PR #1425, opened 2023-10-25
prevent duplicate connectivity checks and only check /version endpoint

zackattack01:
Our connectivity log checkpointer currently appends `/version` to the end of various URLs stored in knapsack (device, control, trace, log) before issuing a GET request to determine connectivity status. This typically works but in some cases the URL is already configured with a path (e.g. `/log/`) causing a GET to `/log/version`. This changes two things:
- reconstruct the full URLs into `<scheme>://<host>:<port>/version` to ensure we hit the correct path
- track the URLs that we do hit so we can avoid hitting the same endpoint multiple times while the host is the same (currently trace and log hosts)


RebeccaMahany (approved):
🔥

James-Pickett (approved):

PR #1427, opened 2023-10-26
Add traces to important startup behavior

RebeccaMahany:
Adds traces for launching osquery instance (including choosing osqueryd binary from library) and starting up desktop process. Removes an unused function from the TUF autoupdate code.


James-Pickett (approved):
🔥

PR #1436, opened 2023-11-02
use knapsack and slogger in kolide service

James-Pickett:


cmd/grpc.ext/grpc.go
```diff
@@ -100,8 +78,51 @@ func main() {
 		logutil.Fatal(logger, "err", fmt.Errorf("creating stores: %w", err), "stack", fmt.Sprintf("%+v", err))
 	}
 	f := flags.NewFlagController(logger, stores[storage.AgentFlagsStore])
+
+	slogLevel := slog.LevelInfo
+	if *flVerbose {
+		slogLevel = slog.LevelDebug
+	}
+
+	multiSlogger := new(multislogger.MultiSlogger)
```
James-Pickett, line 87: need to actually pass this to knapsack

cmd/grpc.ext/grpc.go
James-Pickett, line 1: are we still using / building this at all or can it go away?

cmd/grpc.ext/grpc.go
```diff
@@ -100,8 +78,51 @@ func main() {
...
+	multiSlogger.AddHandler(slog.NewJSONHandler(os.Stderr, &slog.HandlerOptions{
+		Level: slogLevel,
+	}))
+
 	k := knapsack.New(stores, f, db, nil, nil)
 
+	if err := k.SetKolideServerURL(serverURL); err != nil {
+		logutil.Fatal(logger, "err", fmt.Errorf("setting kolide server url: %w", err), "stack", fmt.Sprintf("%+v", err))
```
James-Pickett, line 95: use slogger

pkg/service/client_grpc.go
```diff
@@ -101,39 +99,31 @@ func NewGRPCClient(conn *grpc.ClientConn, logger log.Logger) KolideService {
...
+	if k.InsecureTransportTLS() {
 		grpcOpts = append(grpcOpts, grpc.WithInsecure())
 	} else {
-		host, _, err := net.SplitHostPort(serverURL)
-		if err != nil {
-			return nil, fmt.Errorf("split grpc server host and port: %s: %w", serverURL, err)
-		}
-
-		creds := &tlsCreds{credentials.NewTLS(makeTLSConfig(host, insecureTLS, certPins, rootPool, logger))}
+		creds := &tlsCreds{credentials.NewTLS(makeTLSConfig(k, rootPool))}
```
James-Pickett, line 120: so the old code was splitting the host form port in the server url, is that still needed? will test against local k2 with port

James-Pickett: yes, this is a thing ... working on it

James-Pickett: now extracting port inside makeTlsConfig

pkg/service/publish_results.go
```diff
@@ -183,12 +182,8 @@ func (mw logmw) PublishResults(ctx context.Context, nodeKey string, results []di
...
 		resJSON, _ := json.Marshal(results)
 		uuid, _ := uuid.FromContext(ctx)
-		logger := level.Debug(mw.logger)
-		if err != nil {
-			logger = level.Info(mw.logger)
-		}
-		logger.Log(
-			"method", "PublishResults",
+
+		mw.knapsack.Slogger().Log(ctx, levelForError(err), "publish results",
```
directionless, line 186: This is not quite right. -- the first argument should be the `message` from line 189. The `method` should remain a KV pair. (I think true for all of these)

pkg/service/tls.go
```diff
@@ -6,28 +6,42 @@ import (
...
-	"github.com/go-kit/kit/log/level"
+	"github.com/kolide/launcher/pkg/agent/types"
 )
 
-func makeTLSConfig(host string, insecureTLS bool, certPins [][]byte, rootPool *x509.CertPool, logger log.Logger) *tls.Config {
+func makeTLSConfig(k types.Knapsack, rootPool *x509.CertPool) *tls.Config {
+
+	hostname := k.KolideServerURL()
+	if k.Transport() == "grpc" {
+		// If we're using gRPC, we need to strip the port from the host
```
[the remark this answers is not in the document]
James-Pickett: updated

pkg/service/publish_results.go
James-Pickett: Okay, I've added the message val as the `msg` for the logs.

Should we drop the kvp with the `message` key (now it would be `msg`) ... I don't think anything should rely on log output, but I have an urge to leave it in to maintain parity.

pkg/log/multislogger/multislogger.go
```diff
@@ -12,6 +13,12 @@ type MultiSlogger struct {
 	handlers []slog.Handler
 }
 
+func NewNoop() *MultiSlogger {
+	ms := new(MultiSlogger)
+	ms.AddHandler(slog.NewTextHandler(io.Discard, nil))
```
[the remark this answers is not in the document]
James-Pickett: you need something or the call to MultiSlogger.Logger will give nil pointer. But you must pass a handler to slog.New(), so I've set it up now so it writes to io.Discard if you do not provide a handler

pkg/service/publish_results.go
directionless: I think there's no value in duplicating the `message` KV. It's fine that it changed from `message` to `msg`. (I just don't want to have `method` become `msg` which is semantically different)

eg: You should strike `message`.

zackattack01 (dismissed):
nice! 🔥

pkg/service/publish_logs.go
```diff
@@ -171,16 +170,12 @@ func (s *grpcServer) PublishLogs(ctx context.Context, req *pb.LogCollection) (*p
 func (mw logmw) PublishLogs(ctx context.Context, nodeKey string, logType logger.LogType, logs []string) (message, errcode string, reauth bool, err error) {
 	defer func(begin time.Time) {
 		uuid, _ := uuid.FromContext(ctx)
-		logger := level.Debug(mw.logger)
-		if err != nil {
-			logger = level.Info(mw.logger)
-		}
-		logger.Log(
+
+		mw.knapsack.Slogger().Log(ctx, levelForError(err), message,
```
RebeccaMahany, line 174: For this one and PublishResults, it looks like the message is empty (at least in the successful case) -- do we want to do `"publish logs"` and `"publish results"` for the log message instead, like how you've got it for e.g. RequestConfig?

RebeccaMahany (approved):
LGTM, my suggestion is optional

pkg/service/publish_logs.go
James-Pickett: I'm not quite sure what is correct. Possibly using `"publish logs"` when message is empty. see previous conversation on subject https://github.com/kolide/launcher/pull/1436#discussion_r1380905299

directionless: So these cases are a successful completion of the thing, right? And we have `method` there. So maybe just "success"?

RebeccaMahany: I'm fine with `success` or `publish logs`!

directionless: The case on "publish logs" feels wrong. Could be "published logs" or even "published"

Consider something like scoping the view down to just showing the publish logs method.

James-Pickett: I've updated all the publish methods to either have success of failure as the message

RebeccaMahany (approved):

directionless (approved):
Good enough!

**How to complete this task**
Only a verbatim transcription of the lines from the one containing "directionless: The case" through the last line of the records counts as the answer.

**Your response**
directionless: The case on "publish logs" feels wrong. Could be "published logs" or even "published"

Consider something like scoping the view down to just showing the publish logs method.

James-Pickett: I've updated all the publish methods to either have success of failure as the message

RebeccaMahany (approved):

directionless (approved):
Good enough!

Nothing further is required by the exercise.